Kenneth Lai, OCBC’s head of global markets, highlighted how Singapore has become one of Asia’s most active hubs for blockchain innovation in finance.

“Singapore’s blockchain ecosystem is advancing fast, and asset tokenization is gaining real momentum. Our focus is now firmly on commercialization,” Lai said.

He added that the digital issuance complements OCBC’s traditional programme, providing the bank with greater flexibility and efficiency in dollar fundraising.

The first tokenized issuance under the programme took place on August 20, marking OCBC’s entry into blockchain-based debt issuance at scale.

A Trend Among Global Banks

OCBC’s move follows a growing wave of blockchain experiments by major banks in both Asia and the West. Singapore’s largest bank, DBS, for instance, has already tested blockchain-based bond issuances on the government-backed Project Guardian platform, where tokenized assets are piloted in a regulated environment. DBS also launched its own digital exchange, allowing institutional clients to issue and trade tokenized bonds and equities.

In Hong Kong, HSBC has run blockchain-based bond issuance pilots, including tokenized green bonds for the Hong Kong Monetary Authority, demonstrating how the technology can streamline issuance and settlement. Citi, meanwhile, has developed blockchain-based tokenization platforms to modernize debt and equity markets, positioning digital assets as part of its global strategy to transform wholesale banking infrastructure.

The experiments are not confined to Asia.
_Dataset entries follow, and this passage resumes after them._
PR #617, opened 2026-07-16
Harness UI: grade transcript blocks by turn recency into prominence

merklebonsai:
The salience wave's payoff: nothing assigned prominence until now — every block rendered at 1.0. This adds the pure recency policy so the transcript reads like attention: current turn loud, older turns stepped down by perceptual tier, approvals never buried.

## Policy (`Raxol.Harness.RecencyPolicy`, pure — no processes, no clocks, no config)

- `prominence(turns_behind)`: 0 -> 1.0, 1 -> 0.8, 2 -> 0.6, 3+ -> 0.4 (floor); nil/negative -> 1.0 — uncertainty never reads darker.
- `grade(turn_ids, current_turn)` pure core (turn order = first-seen distinct ids; defensive fallbacks all resolve toward loud) + `grade_block/2` render-path convenience deriving turn identity from `event_refs`.

## Seal-time grading (the substrate-honest reading of the spec)

Prominence is decided exactly once, when a block is painted/sealed, and never re-graded — print-once history cannot repaint scrollback. A block sealed during its own turn seals at 1.0 and does NOT fade when the next turn starts; the fade ladder is visible wherever multiple turns paint in one pass, while incrementally sealed history keeps its seal-time grade forever. Stated plainly in the moduledoc.

## Wiring

One alias + the body of one private function (`render_block_lines/3` — the single place block render context is built, called from `seal_block/2`, so the grade computed there IS the seal-time grade). 10-line additive diff. Needs-input promotion required zero policy code: Block auto-passes `needs_input: true` for live approvals and the merged prominence floor (0.6) + accent engage — approval outranks the ladder by composition, proven by a named end-to-end test.

## Verification

Red-first: 9 failed / 2 passed before the module and wiring existed (incl. the wiring test failing on the absent seal-time fade fragment in real sealed bytes). 14 policy tests: ladder table, five-turn grade `[0.4, 0.4, 0.6, 0.8, 1.0]`, unknown-turn fallbacks, five-turn fixture rendering the ladder byte-exact against the solver (newest block asserted SGR-free), live-approval-outranks-tier, and a surface seal-time test observing grade 0.8 in real sealed bytes. Harness suites 1134/1134; full suite 6107/6113 (all 6 pre-existing flakes, 5 pass on rerun). Golden snapshots unchanged — no bless needed. Warnings + format clean.

## Documented follow-up

The expanded rich-body components (BodyProvider path) don't yet thread `context[:prominence]` — pre-existing gap, honestly stated in the moduledoc's "Coverage today" section; the grade is already present in their context for when they grow support.

### DIFF
--- a/lib/raxol/harness/recency_policy.ex
+++ b/lib/raxol/harness/recency_policy.ex
@@ -24,6 +24,20 @@ defmodule Raxol.Harness.RecencyPolicy do
   darker: an ungraded block is never demoted below full prominence by
   this policy's own uncertainty.
 
+  ### Why these values (the ladder's provenance)
+
+  The four tiers are not new: they are the shipped salience ladder
+  already pinned by `Raxol.UI.Harness.Prominence` -- `0.6` is the
+  ordinary-context tier (`Prominence.needs_input_floor/0` floors
+  awaiting-input content exactly there), the `1.0`/`0.6` pair is pinned
+  by regression to survive 256-color quantization as distinct palette
+  indices, and `0.4` is that ladder's own floor. This policy was
+  ratified with an explicit "no new tiers" fence: it maps recency onto
+  the EXISTING ladder, one uniform `0.2` step per turn behind, and any
+  retuning of the tier values themselves belongs to the solver-side
+  ladder (and its pending human-eye ratification pass, see the
+  `Prominence` moduledoc), never to this mapping.
+
   ## Seal-time grading (the substrate law)
 
   Prominence for a block is decided **exactly once, at the moment the
@@ -129,6 +143,13 @@ defmodule Raxol.Harness.RecencyPolicy do
   `turns_behind` is `position(current_turn) - position(block_turn)` in
   that order.
 
+  **Caller contract (load-bearing): `turn_ids` must be in transcript
+  order.** Positional recency is meaningless on a reordered list -- a
+  turn that appears first IS oldest to this function, whatever its id
+  looks like. This is a documented precondition, not something this
+  pure function can validate (turn ids are opaque; there is no
+  order-independent notion of "older" to check against).
+
   Rules (each a documented guarantee, never darker than honest
   uncertainty warrants):
 
@@ -162,7 +183,8 @@ defmodule Raxol.Harness.RecencyPolicy do
   `Raxol.Harness.Projection` was built from.
 
   Derivation (defensive throughout -- a non-map entry in `events` is
-  skipped, never raised on):
+  skipped, never raised on; the whole derivation is a SINGLE pass over
+  `events`, so grading one block costs one walk, never three):
 
     * the block's own turn is the `:turn_id` of the FIRST event in
       `events` whose `:id` is in `block.event_refs` (`nil` if
@@ -175,14 +197,25 @@ defmodule Raxol.Harness.RecencyPolicy do
   Empty `events`, an unresolvable block turn, or a `nil` current turn
   all fall out of the same `grade/2` core as `1.0` -- see that
   function's own rule list.
+
+  **Input contract (load-bearing, guaranteed upstream for the intended
+  feed):** `events` must be journal/ingest-ordered and complete for the
+  blocks being graded. Both hold for `projection.source_events` by
+  construction: `Raxol.Harness.Projection.Recovery.filter_ids/1` drops
+  duplicate/out-of-order ids BEFORE retention (so the retained list is
+  id-monotonic), and `source_events` retains EVERY durable event for
+  the session un-windowed (only `:ephemeral` tier -- `item_delta`
+  traffic, which never enters a block's `event_refs` -- is excluded),
+  so every block built by the projection resolves its turn here. A
+  caller feeding a reordered or windowed list violates the contract;
+  each violation degrades toward `1.0` (never darker), per the same
+  uncertainty rule as everything else in this module.
   """
   @spec grade_block(map(), [map()]) :: prominence()
   def grade_block(%{event_refs: refs}, events) when is_list(events) do
-    safe_events = Enum.filter(events, &is_map/1)
-    order = safe_events |> Enum.map(&Map.get(&1, :turn_id)) |> turn_order()
-    current_turn = current_turn_of(safe_events)
+    {rev_order, current_turn, block_turn} = scan_events(events, refs)
+    order = Enum.reverse(rev_order)
     current_position = position(order, current_turn)
-    block_turn = block_turn_of(refs, safe_events)
 
     grade_one(order, current_position, block_turn, current_turn)
   end
@@ -227,19 +260,46 @@ defmodule Raxol.Harness.RecencyPolicy do
 
   # -- grade_block/2 event-derivation helpers ------------------------------
 
-  defp current_turn_of(events) do
-    events
-    |> Enum.map(&Map.get(&1, :turn_id))
-    |> Enum.reject(&is_nil/1)
-    |> List.last()
+  # One pass over `events` deriving all three of grade_block/2's inputs
+  # at once (the doc's "one walk, never three"): the distinct non-nil
+  # turn order (accumulated REVERSED, with a MapSet for O(1) seen
+  # checks -- the caller reverses back to first-seen order), the current
+  # turn (last non-nil turn_id wins by overwrite), and the block's own
+  # turn (the FIRST event whose id is in `refs`; latched with a
+  # `{:found, turn}` tuple rather than a bare sentinel atom so an
+  # opaque turn id can never collide with "not found yet"). Non-map
+  # entries fall through the guard and are skipped, never raised on.
+  defp scan_events(events, refs) do
+    {_seen, rev_order, current_turn, block_turn} =
+      Enum.reduce(events, {MapSet.new(), [], nil, :none}, fn
+        event, {seen, rev_order, current, found} when is_map(event) ->
+          turn = Map.get(event, :turn_id)
+
+          {seen, rev_order} =
+            if is_nil(turn) or MapSet.member?(seen, turn) do
+              {seen, rev_order}
+            else
+              {MapSet.put(seen, turn), [turn | rev_order]}
+            end
+
+          current = if is_nil(turn), do: current, else: turn
+
+          found =
+            if found == :none and Map.get(event, :id) in refs do
+              {:found, turn}
+            else
+              found
+            end
+
+          {seen, rev_order, current, found}
+
+        _non_map, acc ->
+          acc
+      end)
+
+    {rev_order, current_turn, unwrap_block_turn(block_turn)}
   end
 
-  defp block_turn_of([], _events), do: nil
-
-  defp block_turn_of(refs, events) do
-    case Enum.find(events, fn event -> Map.get(event, :id) in refs end) do
-      nil -> nil
-      event -> Map.get(event, :turn_id)
-    end
-  end
+  defp unwrap_block_turn({:found, turn}), do: turn
+  defp unwrap_block_turn(:none), do: nil
 end
--- a/lib/raxol/harness/recency_policy.ex
+++ b/lib/raxol/harness/recency_policy.ex
@@ -74,6 +74,15 @@ defmodule Raxol.Harness.RecencyPolicy do
   an approval outranks its own ladder tier automatically, with no
   needs-input branch anywhere in this module.
 
+  Scope note: on today's sole wiring point (the fixture-replay
+  surface's seal path) this composition is dormant -- the block builder
+  constructs every block already `:sealed`, and the seal frontier holds
+  a live approval back from painting at all, so a live approval never
+  reaches the graded path there; it lives in the repaintable footer
+  instead. The floor composition is real and tested at the `Prominence`
+  layer, and engages the moment a live-rendering surface grades live
+  blocks.
+
   ## Coverage today (an honest scope note)
 
   The grade is threaded through `Raxol.UI.Components.Harness.BlockBody`'s
@@ -222,6 +231,38 @@ defmodule Raxol.Harness.RecencyPolicy do
 
   def grade_block(_block, _events), do: 1.0
 
+  @doc """
+  Batch form of `grade_block/2`: grades EVERY block in `blocks` against
+  `events` with a SINGLE walk over the event list -- `O(events +
+  total_refs)` for the whole batch, where the per-block form re-derives
+  the (identical) turn order and current turn from the full event list
+  on every call.
+
+  Equivalence law (tested): `grade_blocks(blocks, events)` is exactly
+  `Enum.map(blocks, &grade_block(&1, events))` -- same input contract,
+  same defensive fallbacks, only the cost differs. This is the entry
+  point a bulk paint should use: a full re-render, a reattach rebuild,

In Europe, banks like Société Générale have issued tokenised bonds on public blockchains such as Ethereum, while in the U.S., Goldman Sachs and JPMorgan have accelerated blockchain adoption with platforms like JPMorgan’s Onyx, which already facilitates billions of dollars in daily transactions.

Why It Matters

For OCBC, the decision to anchor its new programme on blockchain reflects not only the demand for cheaper and more efficient fundraising but also Singapore’s ambition to be a frontrunner in the digital assets race. By blending traditional structures with blockchain-backed innovation, OCBC joins a growing list of global banks that are attempting to prove that tokenization can move from experimental pilots into real-world financial infrastructure.

With the commercial paper market already vast and highly liquid, tokenization promises to reduce settlement times, increase transparency, and potentially broaden investor participation. The move also signals to regulators and market participants that tokenized debt instruments are maturing from pilot projects into fully-fledged funding options.